On the other hand, AI and ML also power anti-scraping measures that are becoming increasingly challenging to notice and overcome for many businesses—from ecommerce to cybersec companies that have to deal with professional threat actors blocking their threat intelligence efforts. This is a constant battle.
EWDCI: Where does government policy interface with your work on a daily basis?
DG: As an EU-based company, we often face more stringent regulatory requirements than our competitors in the U.S. or Asian countries. There are always more checks that we need to bear in mind and manage, from GDPR to the newly released EU AI Act and various other directives: the Data Act, Digital Markets Act, Digital Services Act, Data Governance Act, and others.
EWDCI: Why did your team find it important to join the EWDCI?
DG: The data collection industry is relatively young, and clear legislation is still lacking. This is one of the reasons why there were cases of abuse that I have mentioned when talking about reputational issues.
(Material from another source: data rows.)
PR #2539, opened 2023-06-05
[RHCLOUD-26032] Help drop-down has duplicated data-ouia-component-id

rsun19:
- Used hook and event listener to dynamically show `<HeaderTools />` during window resizes. The ouia chrome-help does not duplicate anymore.

### DIFF
--- a/src/components/Header/Header.tsx
+++ b/src/components/Header/Header.tsx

While regulation is lacking, it is important to safeguard the industry from within. So, together with other leading web scraping companies, we decided to show initiative for establishing EWDCI as a platform that could act as the voice for different industry players, giving them a possibility to discuss and enforce ethical code of conduct and share the best practices.
The EWDCI is our best way to show that the web scraping industry adheres to ethical data collection requirements and respects data fairness. Public data acquisition is an important segment of the Internet, and organizations that use web intelligence for legitimate purposes can provide value for consumers and economics in general, as long as they respect ethical and responsible data handling principles.